Plaintiff argued in his opposition to the motion, as he does on appeal, that even if defendant negated plaintiff's claim for violation of section 8211, defendant nevertheless failed to meet its burden as the moving party since there were other potential theories of liability available to plaintiff that defendant's motion did not address. Plaintiff also asserted that evidence referenced in his opposition was sufficient to create a triable issue of material fact. We now address these arguments.
In an effort to persuade us that these theories were somehow pled, plaintiff notes that the first cause of action included a statement that defendant's conduct was "unlawful, unfair or fraudulent." But that was a bare conclusion, not the factual basis of a cause of action. Moreover, we cannot ignore that the next sentence of the complaint made it unmistakably clear that the first cause of action was based solely on "unlawful" conduct. It stated, as we previously noted above, as follows: "Namely, [defendant] overcharged Plaintiff ... by assessing and collecting set Notary Fees in each Real Estate Transaction irrespective of the number of signatures actually notarized.
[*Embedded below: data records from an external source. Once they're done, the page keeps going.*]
PR #2367, opened 2024-01-24
fix: adding rln validator as default

### LINKED ISSUE #2365: bug: RLN validator is only added for statically configured pubsub topics
### Problem

Currently, when RLN is enabled, RLN validator is added only for pubsub topics added at node initialization https://github.com/waku-org/nwaku/blob/8a9fad2905ef4b7415994ce89b2b4479bfbaf20c/waku/node/waku_node.nim#L983

For dynamically added topics, RLN validator is not set even if node is running with RLN enabled.

In go-waku, if rln is enabled the RLN validator is added to defaultTopicValidators which are set to any pubsubTopics subscribed after initialization:
- https://github.com/waku-org/go-waku/blob/190d8e8e0881bdcfba0d6fa220abfb05066b9f44/waku/v2/node/wakunode2_rln.go#L94
- https://github.com/waku-org/go-waku/blob/190d8e8e0881bdcfba0d6fa220abfb05066b9f44/waku/v2/protocol/relay/validators.go#L42

### Expected behavior
If RLN is enabled in the node, all the pubsub topics must run the RLN validator

gabrielmer:
# Description

It was noticed that RLN validator wasn't configured for dynamically subscribed pubsub topics.
Therefore, we decided to implement the same approach to validators as in go-waku: we're adding now support for default validators, which will be run for all pubsub topics. We're adding RLN validator to the default validators whenever RLN is enabled.

# Changes

- [x] added default validators, which run for all pubsub topics
- [x] included RLN validator to the default validators when RLN is mounted

## How to test

Simulated the scenario in which we send an invalid message on a dynamically added pubsub topics with and without this fix.

With this fix:
Screenshot 2024-01-26 at 17 42 07

Without it:
Screenshot 2024-01-26 at 17 42 46

Thanks @AlejandroCabeza for it!
Not adding the test in this PR as it is added in Alex's PR of the RLN test suite

Also, thanks @chaitanyaprem for helping from go-waku side to maintain consistency between both :)

## Issue

closes #2365

### DIFF
--- a/waku/waku_relay/protocol.nim
+++ b/waku/waku_relay/protocol.nim
@@ -130,6 +130,8 @@ type
     # a map that stores whether the ordered validator has been inserted
     # for a given PubsubTopic
     validatorInserted: Table[PubsubTopic, bool]
+    # seq of validators that are called for every pubsub topic
+    wakuDefaultValidators: seq[WakuValidatorHandler]
 
 proc initProtocolHandler(w: WakuRelay) =
   proc handler(conn: Connection, proto: string) {.async.} =
@@ -183,6 +185,10 @@ proc addValidator*(w: WakuRelay,
   for t in topic:
     w.wakuValidators.mgetOrPut(t, @[]).add(handler)
 
+proc addDefaultValidator*(w: WakuRelay,
+                   handler: WakuValidatorHandler) {.gcsafe.} =
+  w.wakuDefaultValidators.add(handler)
+
 method start*(w: WakuRelay) {.async.} =
   debug "start"
   await procCall GossipSub(w).start()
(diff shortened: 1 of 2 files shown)


chaitanyaprem (approved):
LGTM

rymnc (approved):
LGTM

waku/waku_relay/protocol.nim
```diff
@@ -130,6 +130,8 @@ type
     # a map that stores whether the ordered validator has been inserted
     # for a given PubsubTopic
     validatorInserted: Table[PubsubTopic, bool]
+    # seq of validators that are called for every pubsub topic
+    wakuDefaultValidators: seq[WakuValidatorHandler]
```
alrevuelta, line 134: not sure i understand this.
imho if rln is enabled, it should be enabled in all topics. same applies for all validators.

so not sure i understand the difference between validators and default validators. Having `addValidator` and `addDefaultValidator` creates some cognitive load for a use case that IMHO we don't have?

PR #2370, opened 2024-01-25
chore: adding nwaku compose image update to release process

gabrielmer:
Adding to the release process doc the step of updating nwaku-compose's image after release


NagyZoltanPeter (approved):
Right!

SionoiS (approved):
Nice! Makes a lot of sense.

Issue #2284, opened 2023-12-12
feat: REST API - large messages does not seem to be rejected by relay auto api


fryorcraken:
### Problem

Messages that are over 140kB does not seem to be rejected by the relay REST API

### Suggested solution

Reject messages at the API level if they do not match validity criteria (missing fields or size)

Issue #1700, opened 2023-04-24
feat: Pluggable validator/QoS interface


jm-clius:
### Problem

Waku currently implements and plans to implement various message "evaluation" mechanisms. Two examples of this would b:
- Application-level DoS protection via application signature validation: https://github.com/waku-org/nwaku/issues/1612
- Spam protection via RLN relay: https://rfc.vac.dev/spec/17/

Both these examples tie into the Waku Relay _validation_ mechanism and drops messages that violate some configured rule criteria within a Waku network, subnetwork or application. Although message validation (especially for DoS protection) is an obvious use case for evaluating messages against some criteria, we can imagine more general evaluation scenarios (such as determining a preferred QoS for a message) which wouldn't strictly be a simple validation. For this issue I'll just refer to "validation" as it matches what we have already.

From the examples it's also clear that message validation is configured somewhat separately from the protocol (Waku Relay in both cases) and even sometimes belong to the application. Implementing this in nwaku therefore requires introducing (sometimes complex) validator logic which could in theory be more cleanly maintained separately or application-level constructs which more appropriately belongs elsewhere. There are more good reasons to want to separate validation logic, including communicating about Waku's internal vs external DoS protection capabilities, allowing third parties to provide their own validation/QoS, etc.

### Suggested solution

Define a plugin interface and strategy for Waku validators. To keep things simple, this could for now be:
- a simple C API that takes a `WakuMessage` as input and returns a value between `0` and `1` indicating the underlying validator's evaluation of the message (`0` being lowest preferred QoS and `1` highest).
- a strategy to dynamically load such validation plugins into the nwaku node. As a start we could e.g. allow only a single `.so` file within a configured `lib/` subdirectory. This way we don't have to define strategy for loading multiple plugins and order of validation for now.
- tie this validation output to the Waku Relay validator. Simplifying again, for now, we could drop everything below `0.5` and relay every message with validation result `0.5` and above.
- both RLN-relay and the Status MVP DoS protection mechanism can be moved to such plugins.

cc @arnetheduck @fryorcraken @alrevuelta

rymnc:
We could probably look into using wasm too, in the future

jm-clius:
Another suggestion was to define this as a JSON-RPC API. This way we get the benefits of separation of application-level concerns as set out in the description, but the validation can also be run as a web service that can be provisioned (we can, for example, provide RLN-validation-as-a-service).

fryorcraken:
[...]

PR #2373, opened 2024-01-26
feat: running validators in REST API

gabrielmer:
# Description
We currently add message validators to libp2p's gossipsub, which are run before sending a message. In this PR, we're running the validators in  POST `/relay/v1/messages/{pubsubTopic}` REST handler in order to catch earlier any wrong message and be able to return the user an error in case it's invalid and the message is not published.

In addition to that, a check for messages bigger than the maximum configured size was added to the handler. That's also a check currently made at the libp2p layer before relaying the message, and we want to catch these messages earlier in the flow.

A big change of this PR is that we got rid of topic-specific validators. Now the same validators will run for every pubsub topic.

After completing this PR, a new PR will be opened implementing the same validation logic for other autosharding and lightpush's REST handlers.

# Changes

- [x] removed topic-specific validators and converted them to general validators
- [x] running validators in POST `/relay/v1/messages/{pubsubTopic}` REST handler
- [x] checking for max message size in the above REST handler
- [x] implemented test to check that the max size validator is run at the handler 

## Issue

Part of #2284

### DIFF
--- a/waku/node/waku_node.nim
+++ b/waku/node/waku_node.nim
@@ -397,7 +397,7 @@ proc mountRelay*(node: WakuNode,
     await node.startRelay()
 
   node.switch.mount(node.wakuRelay, protocolMatcher(WakuRelayCodec))
-  
+
   info "relay mounted successfully"
 
   # Subscribe to topics
--- a/waku/waku_api/rest/relay/handlers.nim
+++ b/waku/waku_api/rest/relay/handlers.nim
@@ -4,7 +4,7 @@ else:
   {.push raises: [].}
 
 import
-  std/[sequtils, strformat],
+  std/sequtils,
   stew/[byteutils, results],
   chronicles,
   json_serialization,
--- a/waku/waku_relay/protocol.nim
+++ b/waku/waku_relay/protocol.nim
@@ -196,7 +196,7 @@ proc isSubscribed*(w: WakuRelay, topic: PubsubTopic): bool =
 proc subscribedTopics*(w: WakuRelay): seq[PubsubTopic] =
   return toSeq(GossipSub(w).topics.keys())
 
-proc generateOrderedValidator*(w: WakuRelay): auto {.gcsafe.} =  
+proc generateOrderedValidator*(w: WakuRelay): auto {.gcsafe.} =
   # rejects messages that are not WakuMessage
   let wrappedValidator = proc(pubsubTopic: string,
                               message: messages.Message): Future[ValidationResult] {.async.} =


SionoiS (commented):
:+1:  This approach seams sensible. No strong opinion either way.

tests/waku_relay/test_protocol.nim
```diff
@@ -297,14 +297,14 @@ suite "Waku Relay":
       proc otherSimpleFutureHandler(topic: PubsubTopic, message: WakuMessage) {.async, gcsafe.} =
         otherHandlerFuture.complete((topic, message))
 
-      otherNode.addValidator(pubsubTopic, len4Validator)
+      otherNode.addValidator(pubsubTopic, len4Validator, "")
```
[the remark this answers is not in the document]
Ivansete-status: The issue apparently comes from how the `varargs[string]` is being passed. It compiles well with the following:
`otherNode.addValidator([pubsubTopic], len4Validator)`

tests/waku_relay/test_protocol.nim
```diff
@@ -297,14 +297,14 @@ suite "Waku Relay":
...
       discard otherNode.subscribe(pubsubTopic, otherSimpleFutureHandler)
       await sleepAsync(500.millis)
       check:
         otherNode.isSubscribed(pubsubTopic)
 
       # Given a subscribed node with a validator
-      node.addValidator(pubsubTopic, len4Validator)
+      node.addValidator(pubsubTopic, len4Validator, "")
```
Ivansete-status, line 307:
```suggestion
      node.addValidator([pubsubTopic], len4Validator)
```

tests/waku_relay/test_wakunode_relay.nim
```diff
@@ -163,7 +163,7 @@ suite "WakuNode - Relay":
       completionFutValidatorAcc.complete(true)
       return ValidationResult.Accept
 
-    node2.wakuRelay.addValidator(pubSubTopic, validator)
+    node2.wakuRelay.addValidator(pubSubTopic, validator, "")
```
Ivansete-status, line 166:
```suggestion
    node2.wakuRelay.addValidator([pubSubTopic], validator)
```

waku/node/waku_node.nim
```diff
@@ -344,6 +344,17 @@ proc publish*(
   
   return ok()
 
+proc messageSizeValidator(topic: string, message: WakuMessage): Future[pubsub.ValidationResult] {.async.} =
+  trace "message size validator is called"
+
+  let messageSizeBytes = uint64(message.encode().buffer.len)
+
+  if(messageSizeBytes > MaxWakuMessageSize):
+      trace fmt"Message size exceeded maximum of {DefaultMaxWakuMessageSizeStr}"
```
Ivansete-status, line 353: In the future we might want to use metrics instead so that we can get some stats on why messages are being rejected

waku/node/waku_node.nim
```diff
@@ -397,6 +408,9 @@ proc mountRelay*(node: WakuNode,
 
   node.switch.mount(node.wakuRelay, protocolMatcher(WakuRelayCodec))
 
+  node.wakuRelay.addDefaultValidator(messageSizeValidator,
```
Ivansete-status, line 411: Nitpick. I think is a bit confusing to use `addDefaultValidator`. IMO, when I read this code, I have the feeling that we will have only one default validator but we are keeping an array of default validators.

```suggestion
  node.wakuRelay.addValidator(messageSizeValidator,
```

For the sake of simplicity, would it be possible to stick only to the concept of the "validators" list?

waku/node/waku_node.nim
```diff
@@ -984,10 +998,10 @@ proc mountRlnRelay*(node: WakuNode,
   let rlnRelay = rlnRelayRes.get()
   let validator = generateRlnValidator(rlnRelay, spamHandler)
 
-  # register rln validator for all subscribed relay pubsub topics
-  for pubsubTopic in node.wakuRelay.subscribedTopics:
-    debug "Registering RLN validator for topic", pubsubTopic=pubsubTopic
-    node.wakuRelay.addValidator(pubsubTopic, validator)
+  # register rln validator as default validator
+  debug "Registering RLN validator"
+  node.wakuRelay.addDefaultValidator(validator, "RLN validation failed")
```
Ivansete-status, line 1003: Is this change out of the scope of the PR?

gabrielmer:
> 👍 This approach seams sensible. No strong opinion either way. Maybe `WakuMessage`s could check their own size?

Makes sense! Thought about it and found 2 issues to this.

First one, is that we don't use a `WakuMessage.init()` proc or something similar that runs logic when creating a WakuMessage, we just assign values to the struct as they are. We could create one, but not sure if refactoring it in the whole code only for this use case is worth it.

Apart from that, the easiest way to calculate the size in bytes of a `WakuMessage` is to create the struct and then check its size. We could calculate the size of all its separate fields and add them together, but that might be prone to bugs in case we add a field or make any change in the type.

LMK what you all think :))

waku/waku_relay/protocol.nim
```diff
@@ -218,6 +244,24 @@ proc generateOrderedValidator*(w: WakuRelay): auto {.gcsafe.} =
     return ValidationResult.Accept
   return wrappedValidator
 
+proc validateMessage*(w: WakuRelay, pubsubTopic: string, msg: WakuMessage):
+  Future[Result[void, string]] {.async.} =
+    
+    for validator in w.wakuDefaultValidators:
+        let validatorRes = await validator(pubsubTopic, msg)
```
Ivansete-status, line 251: Sorry but I can't quite understand why we need the "default validators" concept because we end up validating the message per its `pubsubTopic`

Ivansete-status (commented):
Thanks for the PR!
I've added a few comments. If possible, I'd try to simplify the approach and just have one kind of validator (avoiding the use of the generic/default validators list) but ofc I might be missing something :)

SionoiS:
> Apart from that, the easiest way to calculate the size in bytes of a `WakuMessage` is to create the struct and then check its size. We could calculate the size of all its separate fields and add them together, but that might be prone to bugs in case we add a field or make any change in the type.

What I was thinking is something like
```
if not myMessage.isWakuValid():
   return err("Max size 150KB! This message is too large per Waku RFC 64.")

if not myMessage.isGossipSubValid():
   return err("Max size 1MiB! This message is too large for GossipSub.")
```

Plus some tests.

tests/waku_relay/test_protocol.nim
gabrielmer: That's amazing! Thank you! 😍

waku/node/waku_node.nim
gabrielmer: Makes sense! Not sure I understand instead of what though. Wouldn't it just be adding a line of code updating the metrics?

waku/node/waku_node.nim
gabrielmer: So we already have the `addValidator` method which is for pubsub topic specific validators.

https://github.com/waku-org/nwaku/blob/c1121dd1db27344ad38d6ba85c072f0e75eb4e8e/waku/waku_relay/protocol.nim#L182-L186

The concept of the default validator list comes from go-waku, which are the validators that are supposed to run for all pubsub topics. So we need to save in different data structures the validators per pubsub topic and the validators that run for all topics

waku/node/waku_node.nim
Ivansete-status: > Makes sense! Not sure I understand instead of what though. Wouldn't it just be adding a line of code updating the metrics?

Yes exactly :) I was thinking of having something similar to the following, where we can count the number of errors by its type:

https://github.com/waku-org/nwaku/blob/c1121dd1db27344ad38d6ba85c072f0e75eb4e8e/waku/node/peer_manager/peer_manager.nim#L109

To be considered as a future enhancement :)

waku/node/waku_node.nim
gabrielmer: Yes, this is out of scope of this PR. This was already merged. I basically had 2 PRs, one adding the functionality of default validators and using it for RLN, and this one using the validators to check messages in the REST handlers.

So this PR came on top of what was built on the other one. Probably it would have made more sense to open this PR once the other one was merged. Because the other one was small, I had both open in parallel to make things faster, but might have been better to wait for the other one to be merged before opening this one.

waku/waku_relay/protocol.nim
gabrielmer: My reasoning for this was first, to have exactly the same type of validator in the pubsub specific list and in the default validators list, using in both cases the type `WakuValidatorHandler`.

We could create a type `WakuDefaultValidatorHandler` without the pubsub topic parameter.
But I thought it's even better to have the pubsub topic as an argument. Notice that a default validator in this case is a validator that runs for all pubsub topics but doesn't need to behave the same way for all the topics. And that's the advantage of having the pubsub parameter in this case, it adds more possibilities to what we can (and might want to) do.

That's the reasoning behind it, not sure if it makes sense or if it just overcomplicates things

gabrielmer:
> > Apart from that, the easiest way to calculate the size in bytes of a `WakuMessage` is to create the struct and then check its size. We could calculate the size of all its separate fields and add them together, but that might be prone to bugs in case we add a field or make any change in the type.
> 
> What I was thinking is something like
> 
> ```
> if not myMessage.isWakuValid():
>    return err("Max size 150KB! This message is too large per Waku RFC 64.")
> 
> if not myMessage.isGossipSubValid():
>    return err("Max size 1MiB! This message is too large for GossipSub.")
> ```
> 
> Plus some tests.

Oooh got it! So basically having the check inside a proc. That's cool, 100% can be useful and nicer :)

NagyZoltanPeter (approved):
Overall thank you for this great stuff. I agree with the comments added before me, but I can approve it from my side, bet you will answer the rest. ;-)

waku/waku_relay/protocol.nim
alrevuelta: > Notice that a default validator in this case is a validator that runs for all pubsub topics but doesn't need to behave the same way for all the topics

based on this i understand that the goal behind this "default validator" is to allow having different types of validators, the ones affecting to all pubusb topics, and the ones affecting to specific pubsub topics?

If that's the case, I would say there is no need to have this. A given validator shall be applied to all pubsub topics.

waku/waku_api/rest/relay/handlers.nim
```diff
@@ -135,16 +135,8 @@ proc installRelayApiHandlers*(router: var RestRouter, node: WakuNode, cache: Mes
...
-      let result = node.wakuRlnRelay.validateMessageAndUpdateLog(message)
-      if result == MessageValidationResult.Invalid:
-        return RestApiResponse.internalServerError("Failed to publish: invalid RLN proof")
-      elif result == MessageValidationResult.Spam:
-        return RestApiResponse.badRequest("Failed to publish: limit exceeded, try again later")
-      elif result == MessageValidationResult.Valid:
-        debug "RLN proof validated successfully", pubSubTopic=pubSubTopic
-      else:
-        return RestApiResponse.internalServerError("Failed to publish: unknown RLN proof validation result")
+      (await node.wakuRelay.validateMessage(pubsubTopic, message)).isOkOr:
```
alrevuelta, line 138: imho you should check also the result. Its not only about the result being Ok, its also about being `Valid`. If this returns `Spam` or `Invalid` we should error.  (see code that was removed)

waku/waku_relay/protocol.nim
```diff
@@ -130,6 +130,10 @@ type
     # a map that stores whether the ordered validator has been inserted
     # for a given PubsubTopic
     validatorInserted: Table[PubsubTopic, bool]
+    # seq of validators that are called for every pubsub topic
+    wakuDefaultValidators: seq[WakuValidatorHandler]
+    # a map of validators to error messages to return when validation fails
+    wakuValidatorsErrors: Table[WakuValidatorHandler, string]
```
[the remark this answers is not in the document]
gabrielmer: Great idea! I also think it's better :)) Will change it

waku/node/waku_node.nim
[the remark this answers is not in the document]
gabrielmer: 100%

waku/waku_api/rest/relay/handlers.nim
gabrielmer: `validateMessage()` returns `ok()` if the message is validated by all the subscribed validators, and `err("error message")` if the message is not validated. The result doesn't contain anything, its return type is `Result[void, string]`.

The generic validators can't return the results `Spam` or `Invalid`, their return type is `ValidationResult` which is used by libp2p (as the validators are also passed to libp2p layer), so it does not have the RLN specific return values.

This is one of the big tradeoffs of this approach using generic validators instead of hardcoded checks in the REST handlers. Wrote about this on the following comment: https://github.com/waku-org/nwaku/pull/2373/files#r1467933272

Not sure what's the right thing to do. But if we want to run our registered validators in the REST handler to notify the user if there's a validation error, and the RLN validator is part of our validator list (so it will be run), then the best I think we can do is logging the specific result and return the values that they allow. LMK if I'm missing something or if doesn't seem worth it

alrevuelta: right, apologies I overlooked it.

waku/waku_relay/protocol.nim
alrevuelta: mm I mean every validator is per topic. But my point is that we should enforce that whatever amount of validators are set, they are all applied to all subscribed topics.

I don't see a reason for having topica->validator_a, topicb->validator_b.

SionoiS:
@gabrielmer you are aware of https://github.com/waku-org/nwaku/issues/1700 right?

waku/waku_relay/protocol.nim
alrevuelta: > You mean that the same set of validators should run for all pubsub topics, meaning that each validator should be a "big proc" that handles the cases of all pubsub topics instead of validators being "small procs" specific to how to deal with a specific pubsub topic?

My point is that I don't see the need of having validators and default validators. Since IMHO every gossipsub topic that you are subscribed to, should apply the same set of validators.

> meaning that each validator should be a "big proc"

Note that from libp2p perspective, this is what we are doing. In nim-libp2p the order of execution of the validators is not deterministic (all of them are spawn async). So in waku we wrap them all into a single one, and we add that single one to nim-libp2p. In our case we do this because some validators consume more resources (eg rln one) so we don't want to execute that validator if previous one fail (eg decode into a WakuMessage).

gabrielmer: Got it! That makes lots of sense, didn't take into account that last point. So yes, no need of it. Thanks so much! 🤩

gabrielmer:
> @gabrielmer you are aware of #1700 right?

Ooooh, was definitely not aware of that GitHub issue! I was aware of the overall idea, that's why I took this approach here with validators instead of hardcoding the checks.

Thanks!

gabrielmer:
Changing PR to draft as there's still many changes to be done

waku/waku_relay/protocol.nim
```diff
@@ -216,19 +209,38 @@ proc generateOrderedValidator*(w: WakuRelay): auto {.gcsafe.} =
...
-
-    if w.wakuValidators.hasKey(pubsubTopic):
-      for validator in w.wakuValidators[pubsubTopic]:
-        let validatorRes = await validator(pubsubTopic, msg)
-        if validatorRes != ValidationResult.Accept:
-          return validatorRes
     return ValidationResult.Accept
   return wrappedValidator
 
+proc isValidSize(message: WakuMessage): Future[Result[void, string]] {.async.} =
```
gabrielmer, line 219: I'll also add to this proc a check that the message size is smaller than GossipSub's max.

Currently the max size is defined in `nim-libp2p` here: https://github.com/status-im/nim-libp2p/blob/e3c967ad1939fb33b8e13759037d193734acd202/libp2p/protocols/pubsub/pubsub.nim#L556

I don't want to have it hardcoded, so I'll first open a PR in `nim-libp2p` defining it as a global `const` and will then add an `if` condition in this proc

gabrielmer:
I think I implemented all the feedback received, please let me know if I missed anything or if there's anything else we can improve :)

So this PR doesn't get way too big, I'll implement the same validation logic in a separate PR for lightpush's and autosharding's REST handlers.

SionoiS (approved):
LGTM thanks!

apps/wakunode2/wakunode2_validator_signed.nim
```diff
@@ -49,21 +50,28 @@ proc withinTimeWindow*(msg: WakuMessage): bool =
     return true
   return false
 
-proc addSignedTopicValidator*(w: WakuRelay, topic: PubsubTopic, publicTopicKey: SkPublicKey) =
-  debug "adding validator to signed topic", topic=topic, publicTopicKey=publicTopicKey
+proc addSignedTopicsValidator*(w: WakuRelay, protectedTopics: seq[ProtectedTopic]) =
+  debug "adding validator to signed topics"
```
Ivansete-status, line 54: Not a big deal but we are losing a bit of detail because we stopped logging the actual topic

waku/waku_api/rest/relay/handlers.nim
```diff
@@ -135,16 +135,8 @@ proc installRelayApiHandlers*(router: var RestRouter, node: WakuNode, cache: Mes
       if not success:
         return RestApiResponse.internalServerError("Failed to publish: error appending RLN proof to message")
 
-      # validate the message before sending it
-      let result = node.wakuRlnRelay.validateMessageAndUpdateLog(message)
```
Ivansete-status, line 139: Why are we removing this `wakuRlnRelay` validation? This is quite important :) Or are we making this validation in another place?

Ivansete-status (commented):
Looks great indeed! However, I can't approve yet as per the doubt I have re `rest/relay/handlers.nim` :)

apps/wakunode2/wakunode2_validator_signed.nim
gabrielmer: The issue here is that we changed the function so instead of adding one validator for a signed topic, it adds one validator function that works for all signed topics. This comes from the new approach of having the same validators running for all topics.

So I got rid of the topics parameter in the log because it's now a seq of structs and didn't know if it was worth it/spammy to print the whole sequence. I can 100% add it if useful, but the change comes that before it was easier/nicer because there was only one topic. Now it's a whole seq of structs.

waku/waku_api/rest/relay/handlers.nim
gabrielmer: Yes!

So now we register the validator here:

https://github.com/waku-org/nwaku/blob/6171f31e896ce3a8aecaaa5f3ad382866e720313/waku/node/waku_node.nim#L990

And this runs in the REST handler here:
https://github.com/waku-org/nwaku/blob/6171f31e896ce3a8aecaaa5f3ad382866e720313/waku/waku_api/rest/relay/handlers.nim#L138

So instead of hardcoding again the RLN validation in the handler, this gets run when going over all the registered validators

Ivansete-status: Beautiful!, I see that the validation is performed in the following place:
https://github.com/waku-org/nwaku/blob/3e65cc18f64c7b8fa0920026e64dbb9507ab0c2e/waku/waku_rln_relay/rln_relay.nim#L331

Ivansete-status (approved):
LGTM! Thanks for the master-piece PR and the patience! :partying_face:

apps/wakunode2/wakunode2_validator_signed.nim
Ivansete-status: Yes makes sense, I think we can leave it as is. On the other hand, I think the "signed topics" come from a parameter and thus we could determine them if needed, AFAIK.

Plaintiff ... [was] charged more than California law allowed, and thus lost money due to [defendant's] unlawful business practices." (Italics added.) Likewise, the second cause of action for unjust enrichment was premised exclusively on the identical unlawful conduct — that is, on the claim that defendant charged more than what section 8211 permitted, and "through violating [that] California law, unjustly enriched [itself] ...." Plainly then, the actionable wrongdoing for which relief was sought in the complaint was not a failure to disclose or itemize, nor a notary's unauthorized practice of law, but that of overcharging plaintiff by exceeding the amount permitted under section 8211.
Finally, plaintiff tries to make something of the fact that the concept of itemization was briefly mentioned in the complaint. That is, the complaint alleged that defendant did not compute notary fees based on an itemization of the total number of notarized signatures taken in a transaction, but instead defendant billed a predetermined "block" amount. But that allegation was simply a description of the process by which defendant allegedly overcharged plaintiff under section 8211, with the overcharge itself being the sole basis of the cause of action in the pleading. In conclusion, nothing in the allegations of the complaint indicated that insufficient disclosure or itemization, or unauthorized practice of law by a notary, constituted the actionable wrongdoing on defendant's part for which relief was sought. No such causes of action were alleged.
The trial court's order granting defendant's motion for attorney fees and costs is reversed. In all other respects, the judgment is affirmed. The parties shall bear their own costs.
Gomes, Acting P. J., and Franson, J., concurred.